One of the reasons I say this is a deck that only works in a certain metagame is that the deck is more or less cold to a resolved Night of Souls Betrayal. For this reason, I tested a variety of builds running Sprite Noble in addition to Scion of Oona, and I mulled over the thought of using Bad Moon to amp up Hexmage and my Faerie tokens. However, in the end, I determined that the legendary enchantment was seeing almost no play, and that I could get away with something close to the above list. Unfortunately, due to the recent rise in popularity of Ultimicia aka Grixis Haterator as well as Living End decks, this decks performance ahs dipped slightly. Again, it’s a metagame call on what lords you play.

Everything else in this deck is pretty standard, except for one card in the sideboard. Leyline of Singularity is a card that’s been growing on me as of late, due to its ability to shut down the Thopter Foundry combo from turn 1, as well as the incredible hinderance it is to elf decks who need multiple Nettle Sentinels to combo off. However, this card does hurt our Bitterblossom plan, so if we bring in Leyline we need to either board out the blossoms or be very careful how we play them.

So let’s go over the decks matchups, shall we?

Zoo
This is the reason I decided not to play this deck in the PTQ, as our meta is extremely Zoo-infested. This matchup is extremely bad, although it varies with the type of zoo we’re facing. Kyle Boggeme’s Blood Moon Zoo is almost unwinnable, because our mana base is not as stable as we would like. The blue Zoo variant is not much better, as their Bant Charms make Marit Lage’s life expectancy almost zero. The problem with this matchup is that you’re always playing catchup, so I don’t recommend this deck if you expect a lot of Zoo. However, the Damnations and Threads of Disloyalty will make you more resilient post-board, but Volcanic Fallouts are always going to be a problem.

Thopter Depths
This matchup is fairly good. Game one it is about 50/50, where the best player will usually win, as it can go either way. Post-board, the deck gets much stronger with the addition of Extirpate and Leyline of the Void. Even the blue Leyline can be brought in to wreck the thopter combo, and you’ll find yourself sitting pretty for the second two games.

Elves!
Again, one of our favoured matchups.
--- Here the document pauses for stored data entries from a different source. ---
PR #555, opened 2021-03-25
Change mathQuillOpts a bit and disable MathQuill for parserWordCompletion.pl

drgrice1:
The stringify_answers method of Translator.pm now JSON encodes the mathQuillOpts key of the answer hash if defined and a hash reference.  This allows the value of that key to be a hash.  This is easier to work with than manually creating JSON strings.  Furthermore, it can be directly passed to the mqedit.js javascript as a data attribute with an object value.

So this changes the way the mathQuillOpts answer hash key works.

Previously to disable the spaceBehavesLikeTabs option (i.e. to enable typing of spaces) and the disable rootsAreExponents you would need to do
      `$ans->cmp(mathQuillOpts => "spaceBehavesLikeTab: false, rootsAreExponents: false")`
Now you will do
      `$ans->cmp(mathQuillOpts => { spaceBehavesLikeTab => 0, rootsAreExponents => 0 })`

This changes the usage from before, but I doubt many were using these options yet.
    
Note that you can also use `$ans->cmp(mathQuillOpts => "disabled")` to disable MathQuill answers for an answer blank.  (This is done in the webwork2 code).
    
This also automatically disables MathQuill answer boxes when the answer is a parserWordCompletion.pl answer.

This is paired with the webwork2 pull request https://github.com/openwebwork/webwork2/pull/1288.

### DIFF
--- a/lib/AnswerHash.pm
+++ b/lib/AnswerHash.pm
@@ -122,6 +122,7 @@ BEGIN {
 package AnswerHash;
 use Exporter;
 use PGUtil qw(not_null pretty_print);
+use JSON;
 
 # initialization fields
 my %fields = (		'score'					=>	undef,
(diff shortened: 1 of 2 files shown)


Alex-Jordan (approved):
Except for my small comment about `disabled` in https://github.com/openwebwork/webwork2/pull/1288, this works as described.

You got it to automatically disable for parserWordCompletion,pl answers. Do you have any thoughts on doing the same for parserNumberWithUnits.pl answers? That is the main reason local faculty are not using MathQuill. It turns answers like `2 m^2` into `2m^(2)` and `2 m/s` into `(2 m)/s` which are not understood by the parser. I tell faculty they could use text mode, but it's too much effort to train students about this issue.

drgrice1:
Sorry about the mistakes on the option names in the comments.  I fixed that above.  I don't care if the option is `disabled` or `disable`.  That is in the webwork code, and not in the PG code, but that matters little.

Disabling this for the parserWordCompletion.pl macro is easy.  Doing so for the parserNumberWithUnits.pl is not.  Furthermore, in my opinion disabling this for that macro is not the correct thing to do.  We discussed this (either last week or the week before) in our weekly meeting, and agree that there needs to be a better way of dealing with that.  It is more likely that the parser or the macro need to be modified to make answers with units work better.  So the correct thing to do for now is to use this `disabled` option for these problems until the better solution is figured out.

They often can’t stand up to an early Marit Lage, and our flashy Scion of Oonas allow for big combat reversals. In games 2 and 3, we get Darkblast, Leyline of Singularity, Thoughtseize, Extirpate and Damnation. In addition to our mainboard Umezawas Jittes and Spellstutter Sprites, we should be a heavy favourite to win out.
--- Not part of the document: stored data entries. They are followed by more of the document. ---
PR #556, opened 2021-04-01
Fix POD generation errors.

drgrice1:


taniwallach (approved):
I checked on https://webwork.maa.org/pod/pg
and see the documentation which was once just comments in the file on the site, and checked places where I see links were fixed and they work on the site.
I did not look into the other formatting related changes to the POD code.

pstaabp (approved):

Well it’s getting late and I have to be up early for the PTQ tomorrow. For those of you who don’t already, follow me on twitter at www.twitter.com/zturchan for round by round updates, and feel free to contact me in the comments or via email at zak -AT- power9pro.com.

Until next time, cheers!

Zak

2 thoughts on “An Extended Deck Analysis: Faerie Depths”

  1. I like this concept. I would rather run more vendillion clique and spell snares over scion. Scion and jitte in the same deck is a nonbo…..
    Leyline of singularity? Just play the 4th leyline of the void.

  2. Valid pont on the dissynergy there. I usually had no problems just equipping the Scion itself though, but I see where you’re coming from. Vendillion Clique was, while not underwhelming, not a card I would like more of because doesn’t do as much as Scion, but that is something whic varies depending on the matchup. However, I agree that Spell Snare is amazing, I just wasn’t sure about how much I wanted to dilute my creature count.

    Regarding Leyline of Singularity – It helps a great deal against Elves, which is a fairly popular deck in my meta at the moment. However, in this deck I agree it’s not the best fit. Tomorrow I should have an article about my PTQ deck where the blue Leyline was used to much greater effect.